PR #2752, opened 2021-05-05
Check that we rendered the right view in search results block

cbeer:
Replaces #2748, now that an upstream fix is available


mjgiarlo (approved):

mjgiarlo:
@camillevilla oops, I just noticed you were tagged for a review on this one. Should I revert?

PR #2796, opened 2022-02-16
Truncate titles in breadcrumbs and limit them to 1 line

### LINKED ISSUE #2787: Truncate long breadcrumbs
It appears that our strategy to truncate long breadcrumbs regressed at some point. The examples below are from DLME but I see similar behavior in Stanford exhibits so I'm assuming it's a core Spotlight issue.

It appears that we fixed this (or thought we did) last January [in this PR](https://github.com/projectblacklight/spotlight/pull/2593).

Here's a [sample record with a long title](https://dlmenetwork.org/library/catalog/81055%2Fvdc_100024174406.0x000009_dlme).

And [this is the record](https://dlmenetwork.org/library/catalog/themaghribpodcast.podbean.com%2Faux-origines-de-l%25e2%2580%2599imprimerie-en-alge%25cc%2581rie-les-mythes-les-me%25cc%2581dias-et-les-masses-b2b721c28edd82a13e82e631f08acb5b) used in PR #2593 to show that it was apparently working then.

## Current behavior
Screen Shot 2021-11-19 at 10 21 57 AM

---

Screen Shot 2021-11-19 at 10 46 40 AM

## Desired behavior

Screen Shot 2021-11-19 at 10 49 35 AM

---

Screen Shot 2021-11-19 at 10 48 50 AM

marlo-longley:
Fixes #2787

This fix works by applying the existing truncation CSS to the block-level `.breadcrumb-item` element rather than a `span`. Because `span`'s don't have width, the truncation wasn't working.

I also addressed another issue I came across, which was that titles with multiple metadata sections were being displaying as multiple truncated lines. I thought it looked best to display only the first line. Here's what I mean by multiple metadata sections in the title:
Screen Shot 2022-02-16 at 10 51 40
Screen Shot 2022-02-16 at 10 51 24

The result looks like this:
Screen Shot 2022-02-16 at 10 58 42


app/assets/stylesheets/spotlight/_breadcrumbs.scss
```diff
@@ -1,8 +1,10 @@
...
-  .truncated-value {
     overflow: hidden;
     text-overflow: ellipsis;
     white-space: nowrap;
-    width: 30ex;
-  }
+    max-width: 30ex;
+}
+
+.breadcrumb-item > span > :not(:first-child) {
```
cbeer, line 8: I feel like this rule is a little too specific to DLME to go upstream.

app/assets/stylesheets/spotlight/_breadcrumbs.scss
```diff
@@ -1,8 +1,10 @@
 .breadcrumb-item {
```
cbeer, line 1: I believe `breadcrumb-item` comes from bootstrap, so I think we should avoid overriding the upstream styling.

marlo-longley: @cbeer Ok makes sense, thanks for reviewing! I added the specific class `truncated-value` back into the code. It is added at the same level as `breadcrumb-item` however, rather than to the child span like before, so that the styling will work.

marlo-longley: I will submit a DLME PR for that other issue since I already wrote the code

PR #2805, opened 2022-02-28
Cut our dependency on the sir_trevor_rails gem 

cbeer:
...by bringing in the last pieces we haven't overridden ourselves.


app/models/sir_trevor_rails/block.rb
```diff
@@ -0,0 +1,85 @@
+# frozen_string_literal: true
+
+require 'ostruct'
+
+module SirTrevorRails
+  # Forked from (former) upstream sir-trevor-rails 0.6.2 gem:
+  # https://github.com/madebymany/sir-trevor-rails/blob/931b9554f5268158b4da8817477cdc82e4e2e69c/lib/sir_trevor_rails/block.rb
+  # Copyright (c) 2013-2014 by ITV plc - http://www.itv.com
+  class Block < OpenStruct
+    DEFAULT_FORMAT = :markdown
```
thatbudakguy, line 10: Doable to not use `OpenStruct` here? or not worth the effort currently

thatbudakguy (approved):
fine with porting the rest of this, since there's so little to speak of. hopefully it just makes it easier to continue modifying.

app/models/sir_trevor_rails/block.rb
cbeer: Nope. Each type of block can have its own data.

lib/generators/spotlight/templates/config/initializers/sir_trevor_rails.rb
```diff
@@ -1,10 +0,0 @@
-# frozen_string_literal: true
-
-# Required for 0.6 and up:
-# https://github.com/madebymany/sir-trevor-rails#upgrade-guide-to-v060
-class SirTrevorRails::Block
```
dunn, line 5: this initializer has to be manually removed on existing apps; otherwise you get this error during `db:migrate` https://gist.github.com/dunn/d20dedc996fd7fee7c9261ae72a513dc

are there upgrade notes mentioning this?

PR #2807, opened 2022-02-28
Allow paper_trail v12

cbeer:


thatbudakguy:
what's this for?

cbeer:
We track model changes (e.g. https://github.com/projectblacklight/spotlight/blob/master/app/models/spotlight/page.rb#L38)  so we can revert stuff if needed. I don't think we've ever built out friendly tools, but being able to get previous revisions from the rails console is handy 🤷‍♂️

thatbudakguy:
were we pinning it because of a different version constraint that's now resolved? just wondering why we now can use v12

cbeer:
Ah. I think we were just pessimistically pinning the version in case there was a breaking change going from 11 -> 12, but there wasn't.

thatbudakguy (approved):

PR #2813, opened 2022-04-14
Render Analytics link in sidebar when enabled

mcritchlow:
If Analytics is not enabled, we should not show an Analytics link in the
sidebar for an Exhibit.


mcritchlow:
Just noting I'm still working on getting a working dev environment locally so I can make sure these tests are setup properly. Having something like #2586 in would make this a lot simpler, at least for those of us accustomed to working with containerized environments.

dunn (approved):

Issue #2814, opened 2022-05-05
clicking image in exhibit goes to catalog show page and includes search buttons


elrayle:
### Description

In Spotlight 3.3.0, when clicking on an image in an exhibit, the catalog show page includes search buttons.  It does not include the pagination links.

----
#### From exhibit image

When clicking an image in an exhibit, it should navigate to the catalog show page.  
* The page should NOT include the Start Over and Back to Search buttons.  
* The page should NOT include the pagination navigation area.

![image](https://user-images.githubusercontent.com/6855473/167022899-1d3a96eb-0bfd-4a32-beb3-4f9006697924.png)

#### From search

When searching within an exhibit and clicking one of the search results, it should navigate to the catalog show page.
* The page should include the Start Over and Back to Search buttons.  
* The page should include the pagination navigation area.

![image](https://user-images.githubusercontent.com/6855473/167022347-bd4f7a04-6fc0-41fa-9051-96da2fca5420.png)

----
#### From exhibit image

When clicking an image in an exhibit, it should navigate to the catalog show page.  
* The page includes the Start Over and Back to Search buttons.  (wrong behavior)
* The page does not include the pagination navigation area. (correct behavior)

_NOTE: This image shows the Start Over and Back to Search buttons included when they shouldn't be._
_NOTE: The size difference is due to the images being captured at different times._

![image](https://user-images.githubusercontent.com/6855473/167021759-548c2c3c-ac95-4a6e-a165-4600dfed9e78.png)

#### From search

When searching within an exhibit and clicking one of the search results, it should navigate to the catalog show page.
* The page includes the Start Over and Back to Search buttons.  (correct behavior)
* The page includes the pagination navigation area. (correct behavior)

_NOTE: This image is the same as that shown in expected._

----
### Steps to reproduce

From an exhibit image:
1) navigate to an exhibit that has an image that can be clicked to see its show page
2) click the image from the exhibit

Page should not have Start Over and Back to Search buttons.  Page should not have pagination area.

From exhibit search:
1) navigate to an exhibit that supports search
2) type a query in the search box (preferably one that will have at least 2 results)
3) click on one of the results

Page should have Start Over and Back to Search buttons.  Page should have pagination area.

corylown:
We think this is Blacklight issue. In specific implementations these controls have been turned off in this view. Please re-open if you think this is still an issue.

PR #2815, opened 2022-05-05
do not show search buttons when catalog show comes from an image click in an exhibit

elrayle:
Fixes Issue #2814 

In Spotlight 2.x & Blacklight 6.x, the search buttons and the pagination links were included in the same area of the page.  They were not rendered when `current_search_session_from_page?` returns `true`.

In Blacklight 7.x, the decision to show the search buttons and the pagination links are handles separately and displayed in separate areas of the page.  Spotlight 3.x overrides the code that determines whether or not to display the pagination in the [catalog controller](https://github.com/projectblacklight/spotlight/blob/v3.3.0/app/controllers/spotlight/catalog_controller.rb#L135-L146).  _NOTE: This same code is used in Spotlight 2.x._

In Blacklight 7.x determines whether to show the search buttons based on whether or not there is a search session.  This check is performed in the [catalog/show view](https://github.com/projectblacklight/blacklight/blob/v7.25.0/app/views/catalog/show.html.erb#L1-L6).

This PR overrides the catalog/show view and only displays the search buttons if `current_search_session_from_page?` returns `false`.

### DIFF
--- a/app/controllers/spotlight/concerns/catalog_search_context.rb
+++ b/app/controllers/spotlight/concerns/catalog_search_context.rb
@@ -5,6 +5,15 @@ module Spotlight
     ##
     # Search context helpers
     module CatalogSearchContext
+      extend ActiveSupport::Concern
+
+      # The following code is executed when someone includes Spotlight::Concerns::CatalogSearchContext in their
+      # own controller.
+      included do
+        # Provides access to the method in views as a helper method.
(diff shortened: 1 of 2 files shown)


elrayle:
I removed all my changes and tests still failed.  I don't believe the test failures are related to the changes in this PR.

PR #45961, opened 2018-02-09
Fix issue with reg.present

twangboy:
### What does this PR do?
When generating the changed item, it would crash when it encountered binary data because it was trying to convert to unicode (`salt.utils.to_unicode`).

This will use `salt.utils.to_str` instead.

https://github.com/saltstack/salt/issues/45910

### Tests written?
No

### Commits signed with GPG?
Yes


terminalmage (commented):
This would break in Python 3, bytestrings containing binary data do not decode to strings.

I recommend closing this in favor of #46000.

terminalmage:
More info here: https://github.com/saltstack/salt/issues/45910#issuecomment-365151568

twangboy:
@terminalmage Looks like you found a better way to fix it here: https://github.com/saltstack/salt/pull/46000

Issue #45924, opened 2018-02-08
pkg.upgrade with exclude does not exclude package on CentOS 7


Kaydub00:
According to documentation at https://docs.saltstack.com/en/latest/ref/modules/all/salt.modules.yumpkg.html using pkg.upgrade I should be able to exclude packages using the pkg.upgrade module.

## Setup
Salt-minions running from a Master

### Salt-Master:
Salt Version:
           Salt: 2017.7.3
System Versions:
           dist: centos 7.4.1708 Core
         locale: UTF-8
        machine: x86_64
        release: 3.10.0-693.17.1.el7.x86_64
         system: Linux
        version: CentOS Linux 7.4.1708 Core

### Salt-Minion
Salt Version:
           Salt: 2017.7.3
System Versions:
           dist: centos 7.4.1708 Core
         locale: UTF-8
        machine: x86_64
        release: 3.10.0-693.11.6.el7.x86_64
         system: Linux
        version: CentOS Linux 7.4.1708 Core

## Reproduce issue

`salt 'hostname' pkg.upgrade exclude='kernel*'`

Does not actually exclude the kernel as stated in the documentation.

perfecto25:
btw, I tested this w Salt salt 2018.3.4 (Oxygen)

on centos 7.5 target and its excluding kernel correctly

May need to upgrade your salt version to latest

vosscodes:
also working as expected with 2019.2.0 on centos 7.6

dwoz:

* * * * * * *

→ **Exercise directions**
Search the data for "overflow" and list every line in which it occurs.

→ **Answer space**
     overflow: hidden;
     text-overflow: ellipsis;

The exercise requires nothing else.